Summary and Analysis Chapter XIX - Chaos

 

Summary

Henry returns to London in May of 1870 expecting a relaxing vacation after submitting his key essays for publication. The peaceful order of his life is turned to chaos when he receives a telegram informing him that his sister Louisa Catherine (Adams) Kuhn (1831-1870) has been thrown from a cab and injured. Tetanus has already set in when he arrives at her home in Italy. After ten days, she dies in convulsions. Having spent the Civil War years in London, Henry has not seen a great deal of death; he is profoundly affected by it. The Franco-Prussian War (1870-1871), beginning that summer, seems to echo the terrible turbulence in his soul.

Analysis

Adams is reluctant to write about his personal life in the Education and rarely shows emotion. An exception is the section of this chapter concerning the death his beloved sister, the oldest of the siblings. Allowing the reader into his troubled heart, Adams produces some of the finest writing in the book. He says that his "last lesson — the sum and term of education — began" when he learned of his sister's accident. Henry immediately travels to her home in Italy, a trip of two days; she is already dying of tetanus, an acute infectious disease that can easily be avoided today by way of inoculation. The narrator poignantly observes: "He had passed through thirty years of rather varied experience without having once felt the shell of custom broken. He had never seen nature — only her surface — the sugar-coating that she shows to youth."

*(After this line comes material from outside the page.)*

PR #5615, opened 2019-08-12
Fix up performance degradation associated with postponed actions.

wiwei:
The work to add postponed actions/registrations in https://github.com/microsoft/MixedRealityToolkit-Unity/commit/c712eb128deea8cdc4633d11b76a6207f440fe7c was missing a clearing of the postponedActions and postponedObjectActions.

This is a different Henry Adams, as a man and a writer. With deep feeling, he contrasts his sister's tragic situation with her strong spirit, which still is as it was during the "careless fun of 1859" when he had visited her: "Hour by hour the muscles grew rigid, while the mind remained bright, until after ten days of fiendish torture she died in convulsions." Entering the body through even a minor wound, tetanus typically causes spasmodic contractions; rigidity of voluntary muscles, especially in the jaw, face and neck; and, if unabated, death. Adams faces the usual clichés regarding death, the "thousand commonplaces of religion and poetry" intended to "veil the horror." None suffices. He observes that death "took features altogether new to him. . . . Nature enjoyed it, played with it, the horror added to her charm, she liked the torture, and smothered her victim with caresses." He is overwhelmed by the contrast between death and the joy of life surrounding the scene, the vitality of friends, the "soft, velvet air, the humor, the courage, the sensual fullness of nature and man." He finds no spiritual ease, concluding, "God might be, as the Church said, a Substance, but he could not be a Person."

Henry seeks stability with friends in the Alps but sees in nature only chaos, anarchy, and purposeless force. The Franco-Prussian War soon imposes a further sense of disorder and ruin. Henry flees to Wenlock Abbey in England, taking refuge in the profound peace of contemplation with the few monks who live there. He then receives a letter from Charles William Eliot, president of Harvard University, inviting him to accept a position as assistant professor of history, coupled with editorship of the North American Review. With distinct personal reservations, but the overwhelming encouragement of family and friends, he accepts.

Glossary

rococo a style of music, architecture or decorative art characterized by profuse and delicate ornamentation, reduced scale, lightness, and grace.

atrophy a wasting away, especially of body tissue, due to disuse or lack of nutrition.

abate to make less in amount or degree.

affiches (French) posters, placards.

tour de force (French) feat of strength; an unusually skilled creation or performance.